▶ **WHAT IS REQUIRED**
Count the lines in the entries that contain "default". Say the number and nothing more.

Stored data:
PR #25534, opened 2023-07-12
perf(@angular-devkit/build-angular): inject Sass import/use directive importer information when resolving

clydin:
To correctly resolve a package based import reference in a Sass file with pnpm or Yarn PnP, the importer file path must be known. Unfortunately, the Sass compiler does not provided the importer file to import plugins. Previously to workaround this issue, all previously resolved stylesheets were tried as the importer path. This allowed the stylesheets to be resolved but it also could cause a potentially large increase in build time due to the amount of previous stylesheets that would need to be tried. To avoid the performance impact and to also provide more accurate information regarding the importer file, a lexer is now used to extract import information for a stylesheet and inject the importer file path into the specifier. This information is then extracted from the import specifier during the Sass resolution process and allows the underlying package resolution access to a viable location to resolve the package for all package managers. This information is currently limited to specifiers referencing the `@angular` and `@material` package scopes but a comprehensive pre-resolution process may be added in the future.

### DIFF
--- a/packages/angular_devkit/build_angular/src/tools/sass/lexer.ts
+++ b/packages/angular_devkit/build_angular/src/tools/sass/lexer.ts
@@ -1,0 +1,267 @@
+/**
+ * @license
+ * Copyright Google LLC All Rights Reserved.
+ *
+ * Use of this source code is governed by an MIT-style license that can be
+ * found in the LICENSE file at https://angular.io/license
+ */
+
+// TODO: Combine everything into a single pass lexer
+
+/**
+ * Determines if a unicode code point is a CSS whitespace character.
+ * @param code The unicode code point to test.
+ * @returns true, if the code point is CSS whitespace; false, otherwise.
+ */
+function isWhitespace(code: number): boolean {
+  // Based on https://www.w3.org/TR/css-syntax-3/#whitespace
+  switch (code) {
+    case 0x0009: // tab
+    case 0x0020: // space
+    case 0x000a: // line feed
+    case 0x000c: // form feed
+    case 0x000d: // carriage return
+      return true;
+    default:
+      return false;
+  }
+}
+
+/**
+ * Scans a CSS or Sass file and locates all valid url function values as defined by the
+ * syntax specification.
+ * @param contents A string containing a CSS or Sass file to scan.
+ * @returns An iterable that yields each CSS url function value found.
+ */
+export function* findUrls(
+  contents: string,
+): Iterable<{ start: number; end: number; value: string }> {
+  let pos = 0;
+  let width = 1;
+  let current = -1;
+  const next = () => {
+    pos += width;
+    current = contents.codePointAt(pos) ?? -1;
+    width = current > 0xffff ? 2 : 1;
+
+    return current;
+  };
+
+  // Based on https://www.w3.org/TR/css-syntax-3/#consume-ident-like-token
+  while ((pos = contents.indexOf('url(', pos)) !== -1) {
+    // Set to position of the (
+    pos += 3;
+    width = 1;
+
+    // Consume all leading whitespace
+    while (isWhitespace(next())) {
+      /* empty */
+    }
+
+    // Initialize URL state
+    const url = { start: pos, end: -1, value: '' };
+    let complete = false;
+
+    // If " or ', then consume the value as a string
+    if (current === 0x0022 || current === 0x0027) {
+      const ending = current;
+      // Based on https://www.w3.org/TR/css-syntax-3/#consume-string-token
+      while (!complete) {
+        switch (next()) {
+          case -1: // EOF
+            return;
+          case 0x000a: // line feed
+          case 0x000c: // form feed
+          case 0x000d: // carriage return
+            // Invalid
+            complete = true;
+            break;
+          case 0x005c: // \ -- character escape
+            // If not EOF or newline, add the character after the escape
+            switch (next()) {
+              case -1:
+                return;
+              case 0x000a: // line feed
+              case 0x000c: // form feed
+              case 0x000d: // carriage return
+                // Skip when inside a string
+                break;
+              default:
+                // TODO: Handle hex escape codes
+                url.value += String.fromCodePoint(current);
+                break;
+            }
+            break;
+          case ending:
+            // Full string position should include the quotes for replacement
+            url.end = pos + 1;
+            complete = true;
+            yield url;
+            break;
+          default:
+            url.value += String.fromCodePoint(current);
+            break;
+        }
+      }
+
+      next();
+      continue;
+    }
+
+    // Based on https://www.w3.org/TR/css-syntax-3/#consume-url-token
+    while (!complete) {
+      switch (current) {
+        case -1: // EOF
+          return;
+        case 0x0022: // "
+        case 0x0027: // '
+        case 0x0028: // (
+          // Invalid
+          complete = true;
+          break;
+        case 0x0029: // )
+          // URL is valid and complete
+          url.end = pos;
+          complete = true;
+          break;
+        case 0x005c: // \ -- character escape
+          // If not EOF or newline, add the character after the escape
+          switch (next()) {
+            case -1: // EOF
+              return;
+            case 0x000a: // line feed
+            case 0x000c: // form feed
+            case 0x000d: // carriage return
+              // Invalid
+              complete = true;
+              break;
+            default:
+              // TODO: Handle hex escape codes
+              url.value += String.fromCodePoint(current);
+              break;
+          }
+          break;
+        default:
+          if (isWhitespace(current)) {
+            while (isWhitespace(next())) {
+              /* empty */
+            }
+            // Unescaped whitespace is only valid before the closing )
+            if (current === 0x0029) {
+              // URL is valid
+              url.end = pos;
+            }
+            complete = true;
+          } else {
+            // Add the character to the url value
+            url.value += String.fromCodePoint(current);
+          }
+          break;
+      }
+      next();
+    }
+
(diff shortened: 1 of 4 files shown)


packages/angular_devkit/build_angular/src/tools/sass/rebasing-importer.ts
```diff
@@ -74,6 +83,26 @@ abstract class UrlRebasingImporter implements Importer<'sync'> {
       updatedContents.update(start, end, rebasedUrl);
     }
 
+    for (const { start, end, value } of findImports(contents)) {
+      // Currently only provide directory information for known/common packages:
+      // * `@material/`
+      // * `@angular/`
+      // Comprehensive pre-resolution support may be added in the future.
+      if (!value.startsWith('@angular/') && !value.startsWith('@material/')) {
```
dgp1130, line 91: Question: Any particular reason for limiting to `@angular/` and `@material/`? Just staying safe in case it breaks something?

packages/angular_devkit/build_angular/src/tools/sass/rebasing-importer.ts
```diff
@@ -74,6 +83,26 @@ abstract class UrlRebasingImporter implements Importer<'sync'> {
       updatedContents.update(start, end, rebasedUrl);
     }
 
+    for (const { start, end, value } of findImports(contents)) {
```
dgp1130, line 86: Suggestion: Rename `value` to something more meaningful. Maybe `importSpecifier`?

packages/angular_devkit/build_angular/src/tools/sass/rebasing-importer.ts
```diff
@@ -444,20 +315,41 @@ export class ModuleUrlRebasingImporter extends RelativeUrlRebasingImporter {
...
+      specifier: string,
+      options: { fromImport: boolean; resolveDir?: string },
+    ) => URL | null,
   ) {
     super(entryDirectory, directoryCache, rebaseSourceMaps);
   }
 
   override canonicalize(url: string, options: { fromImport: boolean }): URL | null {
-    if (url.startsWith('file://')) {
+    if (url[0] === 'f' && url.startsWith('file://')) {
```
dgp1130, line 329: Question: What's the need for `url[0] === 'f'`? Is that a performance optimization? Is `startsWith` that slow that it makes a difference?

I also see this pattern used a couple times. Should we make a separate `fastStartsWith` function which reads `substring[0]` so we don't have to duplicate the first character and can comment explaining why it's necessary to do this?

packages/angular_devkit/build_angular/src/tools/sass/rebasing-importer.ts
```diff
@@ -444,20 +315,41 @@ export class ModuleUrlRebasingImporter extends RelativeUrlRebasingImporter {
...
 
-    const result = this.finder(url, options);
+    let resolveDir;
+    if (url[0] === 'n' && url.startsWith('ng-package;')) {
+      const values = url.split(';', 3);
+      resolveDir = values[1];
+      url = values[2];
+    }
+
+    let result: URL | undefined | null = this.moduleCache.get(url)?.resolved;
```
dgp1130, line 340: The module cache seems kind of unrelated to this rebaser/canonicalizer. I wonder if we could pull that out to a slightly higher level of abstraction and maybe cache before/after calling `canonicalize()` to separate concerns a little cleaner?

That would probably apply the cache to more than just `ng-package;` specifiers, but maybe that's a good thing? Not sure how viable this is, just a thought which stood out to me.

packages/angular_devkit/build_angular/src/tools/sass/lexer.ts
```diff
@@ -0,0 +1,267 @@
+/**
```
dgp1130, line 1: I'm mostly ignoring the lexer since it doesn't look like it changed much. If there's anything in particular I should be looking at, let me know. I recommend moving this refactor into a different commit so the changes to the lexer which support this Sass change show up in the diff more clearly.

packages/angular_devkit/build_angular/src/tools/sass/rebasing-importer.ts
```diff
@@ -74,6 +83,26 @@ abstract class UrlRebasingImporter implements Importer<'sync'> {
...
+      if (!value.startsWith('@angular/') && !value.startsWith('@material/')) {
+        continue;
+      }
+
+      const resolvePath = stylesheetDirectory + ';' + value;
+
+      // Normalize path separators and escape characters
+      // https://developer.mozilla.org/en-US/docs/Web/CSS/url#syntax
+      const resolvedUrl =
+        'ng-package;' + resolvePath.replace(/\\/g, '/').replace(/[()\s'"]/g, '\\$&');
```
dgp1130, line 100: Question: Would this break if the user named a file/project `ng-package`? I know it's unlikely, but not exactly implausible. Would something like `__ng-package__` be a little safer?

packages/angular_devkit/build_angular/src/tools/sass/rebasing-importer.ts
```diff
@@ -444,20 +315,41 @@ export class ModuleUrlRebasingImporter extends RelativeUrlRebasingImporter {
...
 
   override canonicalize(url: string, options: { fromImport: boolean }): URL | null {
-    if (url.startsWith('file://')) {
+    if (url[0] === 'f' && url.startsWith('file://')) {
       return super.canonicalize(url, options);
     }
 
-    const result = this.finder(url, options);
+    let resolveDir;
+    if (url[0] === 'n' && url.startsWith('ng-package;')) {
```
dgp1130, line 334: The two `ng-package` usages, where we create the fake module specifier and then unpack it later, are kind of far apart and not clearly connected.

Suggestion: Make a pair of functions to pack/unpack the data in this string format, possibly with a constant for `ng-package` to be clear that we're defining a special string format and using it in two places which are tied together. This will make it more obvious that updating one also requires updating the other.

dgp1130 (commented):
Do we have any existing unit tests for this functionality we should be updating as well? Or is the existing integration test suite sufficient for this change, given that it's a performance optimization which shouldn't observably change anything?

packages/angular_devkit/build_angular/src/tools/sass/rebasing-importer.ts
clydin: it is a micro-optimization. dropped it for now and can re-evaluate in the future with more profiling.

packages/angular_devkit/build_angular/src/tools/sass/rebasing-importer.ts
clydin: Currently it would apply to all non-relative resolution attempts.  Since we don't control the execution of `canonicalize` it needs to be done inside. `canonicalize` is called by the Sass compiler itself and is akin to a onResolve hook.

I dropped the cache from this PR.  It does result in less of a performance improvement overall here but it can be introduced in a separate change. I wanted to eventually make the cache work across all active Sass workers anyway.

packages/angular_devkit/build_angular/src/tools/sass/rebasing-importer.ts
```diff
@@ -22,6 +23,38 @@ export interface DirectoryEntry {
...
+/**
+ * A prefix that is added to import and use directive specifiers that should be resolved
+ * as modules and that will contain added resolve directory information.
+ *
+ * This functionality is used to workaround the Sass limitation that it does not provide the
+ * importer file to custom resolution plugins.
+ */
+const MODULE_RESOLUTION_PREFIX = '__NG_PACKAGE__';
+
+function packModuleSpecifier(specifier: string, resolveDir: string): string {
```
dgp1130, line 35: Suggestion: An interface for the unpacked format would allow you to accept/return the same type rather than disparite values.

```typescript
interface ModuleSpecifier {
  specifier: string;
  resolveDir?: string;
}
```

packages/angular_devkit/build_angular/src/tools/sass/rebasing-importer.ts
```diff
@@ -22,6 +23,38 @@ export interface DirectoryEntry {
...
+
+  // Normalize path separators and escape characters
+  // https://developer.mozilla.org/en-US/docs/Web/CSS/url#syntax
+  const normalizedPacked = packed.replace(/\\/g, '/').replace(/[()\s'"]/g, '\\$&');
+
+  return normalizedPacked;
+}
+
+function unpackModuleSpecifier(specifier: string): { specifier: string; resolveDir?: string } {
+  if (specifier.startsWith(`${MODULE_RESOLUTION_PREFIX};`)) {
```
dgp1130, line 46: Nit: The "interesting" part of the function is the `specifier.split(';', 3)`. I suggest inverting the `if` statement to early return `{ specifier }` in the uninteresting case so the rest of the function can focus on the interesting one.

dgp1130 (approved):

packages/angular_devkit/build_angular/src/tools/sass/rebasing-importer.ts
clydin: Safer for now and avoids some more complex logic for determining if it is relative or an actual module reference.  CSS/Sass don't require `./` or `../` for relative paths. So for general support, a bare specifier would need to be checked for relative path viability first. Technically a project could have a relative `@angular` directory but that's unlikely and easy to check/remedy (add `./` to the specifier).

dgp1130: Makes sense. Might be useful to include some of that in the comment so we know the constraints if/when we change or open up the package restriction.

▶ **ANSWER BOX**
5